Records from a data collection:

◆ ◆ ◆ ◆

PR #3622, opened 2021-01-12
doc: fix usage of @racket in shared

sorawee:


mflatt:
This was merged - not sure why GitHub lost track.

PR #3625, opened 2021-01-13
net/ftp: ftp-current-directory

dzoep:
* implement ftp-current-directory
* add test for ftp-current-directory
* 
The current implementation of net/ftp lacks support for PWD command - RFC 959, section 4.1.3, response described in section 4.2.2/4.2.3, expected response as per section 5.4.

This command returns the current directory as first term on the response line right after the response code and space character. The directory name is guaranteed to be delimited by double quotes immediately before and after the name.


samth:
@jbclements I think this is ready to cherry-pick onto the release branch.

◆ ◆ ◆ ◆

### DIRECTIONS:
All of the lines above that carry the string "opened" need to be found and copied.

### EXERCISE RESPONSE:
PR #3622, opened 2021-01-12
PR #3625, opened 2021-01-13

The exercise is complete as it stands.